Content starts

Issue #383, opened 2022-01-18
Operations on a `BachSqlModel` may return an `SqlModel` leading to errors


thijs-obj:
**Issue:** Operations on a `BachSqlModel` might return an `SqlModel`, which might lead to errors.

Examples:
1. dataframe.py has a clear TODO  [see here](https://github.com/objectiv/objectiv-analytics/blob/bd16140e8d7d25467a03e36a6da1d2c924e27855/bach/bach/dataframe.py#L1658) on fixing typing.
2. sample.py sets the base_node to a SqlModel [here](https://github.com/objectiv/objectiv-analytics/blob/bd16140e8d7d25467a03e36a6da1d2c924e27855/bach/bach/sample.py#L88)

Currently mypy doesn't complain (or we tell it not to complain), but it could lead to bugs.

**Expected behavior**
Operations on `BachSqlModel`s should return `BachSqlModel`s.

Alternative: get rid of `BachSqlModel` and move the functionality of that class to the `SqlModel` class. Or do both.

thijs-obj:
This was fixed in https://github.com/objectiv/objectiv-analytics/pull/406

PR #406, opened 2022-01-25
SqlModels return correct subclass of SqlModel from copying functions

thijs-obj:
This addresses issue https://github.com/objectiv/objectiv-analytics/issues/383

This builds on some more trivial changes in https://github.com/objectiv/objectiv-analytics/pull/407

Changes:
1) Subclasses of `SqlModel` now return their own type when calling functions like `set`, `link`, `set_materialization`, and `set_materialization_name`. Before a `BachSqlModel.set_materialization()` call would return a `SqlModel`, now it returns a `BachSqlModel`.
2) Added new function `replace_non_start_node_in_graph` that's similar to `replace_node_in_graph` but guarantees to return the same type as the `start_node`
3) Changed Subclasses of `SqlModel`: The constructor now looks similar to `SqlModel`, and instead any custom sql wrangly happens in a `get_instance()` function. Having similar constructors makes it possible to instantiate the current class from `SqlMode.copy_override()`, which was needed for the first change.
4) Added tests

Please have a look @KathiaBarahona @jansentom


bach/tests/unit/bach/test_sql_model.py
```diff
@@ -0,0 +1,28 @@
+"""
+Copyright 2022 Objectiv B.V.
+"""
+from bach.sql_model import BachSqlModel
+from sql_models.model import CustomSqlModelBuilder, Materialization
+
+
+def test_bach_sql_model_copy():
```
thijs-obj, line 8: This test fails on the current main branch

bach/bach/dataframe.py
```diff
@@ -1713,8 +1713,7 @@ def view_sql(self, limit: Union[int, slice] = None) -> str:
         """
         model = self.get_current_node('view_sql', limit=limit)
         placeholder_values = get_variable_values_sql(variable_values=self.variables)
-        # TODO: fix typing here, or move all BachSqlModel logic to SqlModel, or both?
```
thijs-obj, line 1716: Here the wrong type that `update_placeholders_in_graph` returned was not directly a problem, as we only used the returned model to generate sql. But nice to get rid of the `# type: ignore` here too

bach/bach/sample.py
```diff
@@ -58,15 +58,15 @@ def get_sample(df: DataFrame,
...
+    new_base_node = SampleSqlModel.get_instance(
         table_name=table_name,
         previous=original_node,
         columns=original_node.columns
     )
     return df.copy_override_base_node(base_node=new_base_node)
 
 
-def get_unsampled(df) -> 'DataFrame':
+def get_unsampled(df: DataFrame) -> 'DataFrame':
```
thijs-obj, line 69: In the past mypy didn't complain about the type of `updated_graph` below, because it didn't know that `df` was a `DataFrame`. With the change on this line, mypy started complaining about the old code below.

The code below changed the `base_node` from a `BachSqlModel` to a `SqlModel`

bach/sql_models/graph_operations.py
```diff
@@ -251,13 +260,46 @@ def replace_node_in_graph(start_node: SqlModel,
...
 
+def replace_non_start_node_in_graph(
+        start_node: TSqlModel,
+        reference_path: RefPath,
+        replacement_model: SqlModel) -> TSqlModel:
+    """
+    Similar to :meth:`replace_node_in_graph()`, except in this case the reference_path cannot be empty, i.e.
+    the node to replace cannot be the start_node.
+
+    The limitation that reference_path cannot be empty has the advantage that this function guarantees to
```
thijs-obj, line 271: This is a bit hackish in a way, but it's very nice that this way mypy can correctly deduce the types and we don't need to do any casts

bach/sql_models/model.py
```diff
@@ -23,6 +23,17 @@
...
 
+class NotSet(Enum):
+    """
+    INTERNAL: Special token used as default value for parameters, to distinguish the default value from
+    None for Optional values.
+    """
+    token = 0
+
+
+not_set = NotSet.token
```
thijs-obj, line 34: This is a solution to the problem that a parameter to `copy_override()` can legit be `None`. I think this is a bit cleaner solution than what we currently have in DataFrame and Series where we wrap things in a list. We should probably use this solution there too, and move this Enum class to some shared code file.

bach/sql_models/model.py
```diff
@@ -551,13 +564,15 @@ def set(self,
         :return: an updated copy of this node
         """
         # import locally to prevent cyclic imports
-        from sql_models.graph_operations import get_node, replace_node_in_graph
+        from sql_models.graph_operations import get_node, replace_non_start_node_in_graph
+        if reference_path == tuple():
```
thijs-obj, line 568: It's a bit lame that we get different code paths here for the case that `reference == tuple()` and all other cases. But it does make it obvious to both mypy and any future programmers what the return type  is.

bach/tests/functional/bach/test_df_sample.py
```diff
@@ -204,3 +204,33 @@ def test_sample_grouped():
...
+
+    all_data_bt = bt_sample.get_unsampled()
+    all_data_bt['extra_ppl'] = all_data_bt.inhabitants + 5
+
+    assert_equals_data(
+        all_data_bt,
+        expected_columns=_EXPECTED_COLUMNS_OPERATIONS,
+        expected_data=_EXPECTED_DATA_OPERATIONS
+    )
+    assert not all_data_bt.is_materialized  # this used to raise an exception
```
thijs-obj, line 234: On the current main branch this fails

bach/sql_models/graph_operations.py
```diff
@@ -2,11 +2,15 @@
...
 """
 from collections import deque
-from typing import NamedTuple, List, Dict, Set, Tuple, Optional, Callable, Deque, Any, Hashable, Mapping
+from typing import NamedTuple, List, Dict, Set, Tuple, Optional, Callable, Deque, Hashable, Mapping, TypeVar
 
 from sql_models.model import SqlModel, RefPath
 
 
+TSqlModel = TypeVar('TSqlModel', bound='SqlModel')
+T2SqlModel = TypeVar('T2SqlModel', bound='SqlModel')
```
KathiaBarahona, line 11: When is it used?

bach/sql_models/graph_operations.py
```diff
@@ -251,13 +260,46 @@ def replace_node_in_graph(start_node: SqlModel,
     )
 
 
+def replace_non_start_node_in_graph(
```
KathiaBarahona, line 263: I'm a bit confused with this function, it's almost the same as `replace_node_in_graph` the difference is that it doesn't accepts an reference path. Why not reusing  `replace_node_in_graph` ?  this way we can avoid duplicated code.

bach/sql_models/graph_operations.py
```diff
@@ -222,20 +226,25 @@ def filter_function(node: SqlModel) -> bool:
     return start_node
 
 
-def replace_node_in_graph(start_node: SqlModel,
-                          reference_path: RefPath,
-                          replacement_model: SqlModel) -> SqlModel:
+def replace_node_in_graph(
+        start_node: SqlModel,
+        reference_path: RefPath,
+        replacement_model: SqlModel) -> SqlModel:
```
KathiaBarahona, line 232: why not `TSqlModel`?

bach/sql_models/model.py
KathiaBarahona: Interesting solution :+1:

bach/sql_models/model.py
```diff
@@ -467,7 +479,33 @@ def hash(self) -> str:
...
+            self.materialization_name if materialization_name is not_set else materialization_name
+        return self.__class__(
+            model_spec=self.model_spec if model_spec is None else model_spec,
+            placeholders=self.placeholders if placeholders is None else placeholders,
+            references=self.references if references is None else references,
+            materialization=self.materialization if materialization is None else materialization,
+            materialization_name=materialization_name_value
+        )
+
+    def copy_set(self: TSqlModel, new_placeholders: Mapping[str, Any]) -> TSqlModel:
```
KathiaBarahona, line 508: why do we have this method? isn't it the same to just call `SqlModel.copy_override(placeholders=placeholders)`? as a user I intuitively will just call `copy_override`.

bach/sql_models/model.py
```diff
@@ -477,16 +515,9 @@ def copy_set(self, new_placeholders: Mapping[str, Any]) -> 'SqlModel[T]':
...
-            references=self.references,
-            placeholders=placeholders,
-            materialization=self.materialization,
-            materialization_name=self.materialization_name
-        )
+        return self.copy_override(placeholders=placeholders)
 
-    def copy_link(self,
-                  new_references: Dict[str, 'SqlModel']) -> 'SqlModel[T]':
+    def copy_link(self: TSqlModel, new_references: Dict[str, 'SqlModel']) -> TSqlModel:
```
KathiaBarahona, line 520: same as in my previous comment.

bach/sql_models/model.py
thijs-obj: Fair question. I think we could replace all usage of these functions (very little) by `copy_override` indeed.

These functions do have slightly different functionality: they allow you to specify only part of the placeholders, and only those will be updated. But that's not actually used anywhere.

So I think there are two alternatives:
1) Make _copy_override() private and have these functions be the primary interface
2) Let copy_override() be the primary interface, and remove these functions.

What do you guys think?

bach/sql_models/graph_operations.py
thijs-obj: aah good one, I forgot about this!

Changed the return type of `replace_node_in_graph` using this type. This also allows for some simplification in sample.py. See commit https://github.com/objectiv/objectiv-analytics/pull/406/commits/45d9b7741c1744473a061e40c6394a103b26e224

bach/sql_models/graph_operations.py
thijs-obj: Changed in https://github.com/objectiv/objectiv-analytics/pull/406/commits/45d9b7741c1744473a061e40c6394a103b26e224, now we use `TSqlModel` and `T2SqlModel` here

bach/sql_models/graph_operations.py
thijs-obj: Does the docstring not explain the intended goal of this function. Or do you think that is clear, but that preventing duplicate code outweighs knowing the return type?

KathiaBarahona: The docstring is clear, but that means you have to read it every time to actually understand why we are doing almost the same as `replace_node_in_graph`. This might also mean that the function name is a bit misleading.

bach/sql_models/model.py
KathiaBarahona: I prefer option 2 since it involves less changes.

thijs-obj: I think option 1 is less work tho. As we have a lot of tests for the other functions, but none for copy_override. I didn't add any since we have so many tests for the functions that call that function. So I think if we go that route we should do it as a separate issue

thijs-obj: @jansentom you have any opinions on this?

bach/sql_models/model.py
thijs-obj: Created a low priority issue to adopt this in DataFrame and Series too: https://github.com/objectiv/objectiv-analytics/issues/411

bach/sql_models/model.py
thijs-obj: Ok, 2 votes for that option so it wins. Added deprecation comments: https://github.com/objectiv/objectiv-analytics/pull/406/commits/7f1f9df85749f4d4f43270e59596e272bdb4d95f

bach/sql_models/model.py
thijs-obj: https://github.com/objectiv/objectiv-analytics/pull/406#discussion_r792490497 see discussion there

bach/sql_models/graph_operations.py
thijs-obj: As discussed out-of-band: I am open to concrete suggestions. Let me know if you think of anything

jansentom (approved):
Nice to have strict types here. I do feel that it's a bit over-engineered now. Deed is done, so good to have this, but maybe a slightly more pragmatic approach would have been okay as well :nerd_face:

bach/sql_models/graph_operations.py
```diff
@@ -251,13 +261,46 @@ def replace_node_in_graph(start_node: SqlModel,
...
+
+    The original start node, and all nodes that it refers recursively are unchanged.
+    :param start_node: start node
+    :param reference_path: references to traverse to get to the node that has to be updated. Cannot be empty
+    :param replacement_model: model instance that will replace the reference node
+    :return: an updated copy of the start node
+    :raises ValueError: if reference_path is an empty tuple
+    """
+    if reference_path == tuple():
+        raise ValueError(f'reference path cannot be empty')
```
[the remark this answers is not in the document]
thijs-obj: Changed in https://github.com/objectiv/objectiv-analytics/pull/406/commits/af16e80d15cabf5ffe482b71d06318a055015be2
to 
```python
        raise ValueError(f'reference path cannot be empty, use replace_node_in_graph() instead.')
```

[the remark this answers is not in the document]
KathiaBarahona: I can live with that

KathiaBarahona (approved):
lgtm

Content ends

_The problem:_ Your answer should consist of the lines from the listing that hold the word "interface".

_Written response:_
1) Make _copy_override() private and have these functions be the primary interface
2) Let copy_override() be the primary interface, and remove these functions.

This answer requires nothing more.